An event in the garden...

I ran all the way back to tell Mother I'd spoken to Mr Repton.

She took the news very calmly, saying, she hoped he was as pleased speaking to me. She is always like this, very calm, a little amused at life, as well she might be, because life has treated her well, better than anyone might have expected.

A younger sister, she was fortunate enough for them all to die as she came of age, and for her father's estate to pass directly to her - there being no male heir in the case. This luck, and her further good fortune at catching a wealthy man for a husband, and being widowed of him shortly after, would naturally make her as pleased as could be with life, and fortune, and even, on occasion, with me.

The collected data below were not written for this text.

PR #4347, opened 2026-08-20
🌱 ci(podman): run the rootful egress-gate matrix per PR

### LINKED ISSUE #4335: 🌱 CI: rootful Podman lane on hosted amd64
## Parent

## Why

#4211 recommends this as issue 2 of 6. #4200 established the rootful baseline
and shipped `src/deploy/probe_podman_rootful_netadmin.sh`, but nothing runs it
per PR. Rootful is the reference the rootless result is measured against, so a
silent regression there invalidates the comparison.

## 30-minute boundary

Wrap the existing probe in a workflow. Do not modify the probe or change Docker behavior.

## Deliverable

A workflow on `ubuntu-latest` running the #4200 probe under `sudo`.

## Acceptance criteria

- Rootful mode is asserted (`rootless=false`), so the job cannot pass by silently running rootless.
- The three-case matrix runs per PR and a failed gate fails the job.
- No secrets, and no `pull_request_target`.
- The probe's storage isolation is preserved — the job must not point it at a shared store.

## Stop conditions

If rootful Podman cannot be exercised on the hosted runner, record the missing facility and stop.

Danathar:
## What

Adds `.github/workflows/podman-rootful-lane.yml`: the rootful Podman lane on
hosted amd64, lane 2 of the map in `src/docs/podman-ci-runner-map.md` (#4211).

#4200 established the rootful baseline and shipped
`src/deploy/probe_podman_rootful_netadmin.sh`, but nothing ran it per PR.
Rootful is the reference the rootless result is measured against, so a silent
regression there invalidates the comparison.

The workflow is a wrapper and nothing more — the probe is not modified, and
neither is any Docker behaviour.

## The matrix it runs

All three cases run as real root, on `ubuntu-latest`, under `sudo -n`:

| Case | Setup | Expected |
| --- | --- | --- |
| `default` | rootful, no added capability | fail closed, exit 77 |
| `netadmin` | rootful + `--cap-add NET_ADMIN` | egress redirect installed |
| `advisory` | `HIVE_PROXY_ADVISORY_OK=true` | starts with the explicit warning |

The probe's exit status **is** the result and the job swallows none of it:
`0` matched the baseline in `src/docs/podman-rootful-egress-baseline.md`, `1`
means a case stopped matching (a gate that failed to install lands here), `78`
means a prerequisite was missing — which is a broken lane, not a passing one,
and is reported just as loudly. No `continue-on-error`, no `|| true`.

The SO_MARK isolation case (`--somark`) needs outbound egress, so it stays
behind a `workflow_dispatch` input and is off by default, mirroring the
rootless lane's `--bypass`.

## Acceptance criteria

- **Rootful mode is asserted, not assumed.** `sudo podman info` must report
  `rootless=false` before the matrix runs. The probe refuses to run rootless
  too, but it must not be the only thing checking: a sudo or
  `XDG_RUNTIME_DIR` change is all it would take for every case to still pass
  while measuring #4334's lane instead. Passwordless `sudo -n` and a 4.x
  Podman floor are asserted the same way; the exact version is compared to the
  one #4211 recorded and surfaced as a `::notice::`, so a benign runner bump is
  visible without being red.
- **The three-case matrix runs per PR and a failed gate fails the job.**
  `push`/`pull_request` on `v2` and `v4`, no path filters — #4339 is what a
  guard scoped into silence looks like.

"Mr Repton, Mother!" I protested, but she was ringing for tea and describing the sort of cake she'd prefer this afternoon. I all but gave up of telling her about my afternoon with our greatest of great designers - Repton himself - in our very park - and saying my ideas were very much the true adaptation of Palladio's ideals.

The shock almost paralysed me when he said that. I have carried out a few modest alterations to our landscape - basing the changes on what I know of modern design. The lake - the parterre - the grotto I have planned but not yet persuaded Mother on - all, all met Mr Repton's approval.

Our house is a little old fashioned, I know - the casements, the terribly poor laying out of the windows across our fašade - but I really feel I could do something with it, if Mother would let me. The main part of the house is two hundred years out of date - in desperate need of a good modern treatment. Henry the Eighth would approve I am sure if he saw my plans.

Mother says only, she wishes I will study as well as I play at being an architect, and then she will be happy. But if she knew! Mr Repton left his card today. I hope he will call on Mother tomorrow, and then we can truly start to bring this house into the modern age.